A bucket holds 6 litres of water. A paddling pool is in the shape of a cuboid with dimensions 700mm x 1800mm x 3000mm. How many buckets of water would be required to fill the pool to the brim?

700mm=0.7m
3000mm= 3m
1800=1.8m

0.7 x 1.8 x 3 = 3.78m^3

37.8m^3 = 37,800L
37,800L ÷ 6L = 630Tubs

If the pool has a leak and loses water at the rate of 20ml per second, how long would it take for the pool to empty completely?

20ml = 0.02L, so

37800L / (.02L/s) = 1,890,000 seconds = 21 days 21 hrs

To find out how long it would take for the pool to empty completely, we need to determine the total volume of the pool and then divide it by the rate at which water is being lost.
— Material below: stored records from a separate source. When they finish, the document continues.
PR #568, opened 2015-12-04
Add a network resource

smgt:
I just wanted to put this in. It works but the vendored version of swipely/docker-api is a special version with network support. There is a pull request ( swipely/docker-api#335 ) that is waiting to get merged. Please have a look and consider it. It includes tests.
It depends on the consul cookbook, you can't add networks when docker isn't started in cluster mode and as far as I can see BoltDB isn't fully implemented to work in docker.


chasebolt:
One thing to throw in before you get deep. I don't think we want to depend on consul. Since Docker just needs a KV store, that should be up to the user's preference.

chasebolt:
I am not a fan of git submodules, not sure how @someara feels on this topic though.

I do like the addition of the docker_network resource :+1:

smgt:
> One thing to throw in before you get deep. I don't think we want to depend on consul. Since Docker just needs a KV store, that should be up to the user's preference.

The dependency is in the `test_docker` cookbook, not in the main cookbook. I think it is a OK trade off to be able to test the network resource. I really, really wanted to use BoltDb so we didn't need to add consul to the `test_docker` cookbook. But since docker don't register boltdb as a kv store for discovery it will be hard to use it.

https://github.com/smgt/docker/blob/0e4fc8aa7e522e9b03f3817d8e8028186762ece4/test/cookbooks/docker_test/metadata.rb#L10

> I am not a fan of git submodules, not sure how @someara feels on this topic though.

I hate submodules, I just wen't with it since it is easier when updating several git repositories at the same time. I'm planning to remove the submodule when swipely/docker-api#335 is in master.

> I do like the addition of the docker_network resource :+1:

This is a work in progress, I just wanted to share so that not to many jump in and write a new network resource. I would love feedback on the resource and tests since this is one of my first cookbooks. :smile_cat:

someara:
Hi Simon!

Looking good so far... I'll take a closer look on Monday.

Thanks for the heads up! I was thinking about implementing this ;)

-s

gionn:
Hi, I am interested to have network support into the cookbook, someone is still working on it?

smgt:
@gionn Yes, the block is swipely/docker-api#335. The support needs to get merged into master for this PR.

smgt:
Ok, so swipley/docker-api#335 got merged into master an released as 1.25.0. I've vendored the new version of `docker-api` and rebased on master. ping @someara @chasebolt

someara:
Hi!
First off,  Thank you! This is awesome.

I manually rebased and merged this in along with some fixes... I wanted to get it in before it diverged too far. I switched to using etcd as cluster_store because the consul cookbook has too many deps and one was throwing weird errors. https://gist.github.com/someara/64fe20952431409a6796#file-gistfile1-txt-L80

I'm dark launching it by releasing it in patch version and not adding it to the README.

There are a few issues remaining...

First, we need to get some inspec tests in there for kitchen verify...
Second, I noticed that the test recipe fires 4 resources on the second test-kitchen run.

Once those are resolved, we can get this into the README and do a feature version bump =)

-s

The total volume of the pool is calculated by multiplying its length, width, and height:
700mm x 1800mm x 3000mm = 3,780,000 mm^3

Converting mm^3 to liters, we divide by 1000:
3,780,000 mm^3 / 1000 = 3,780 L

Now, let's calculate how long it would take for the pool to empty completely given that it loses water at a rate of 20ml per second. We can divide the total volume by the rate of water loss to find the time in seconds:
3,780 L / 0.020 L/s = 189,000 seconds

Therefore, it would take 189,000 seconds for the pool to empty completely if it lost water at a rate of 20ml per second.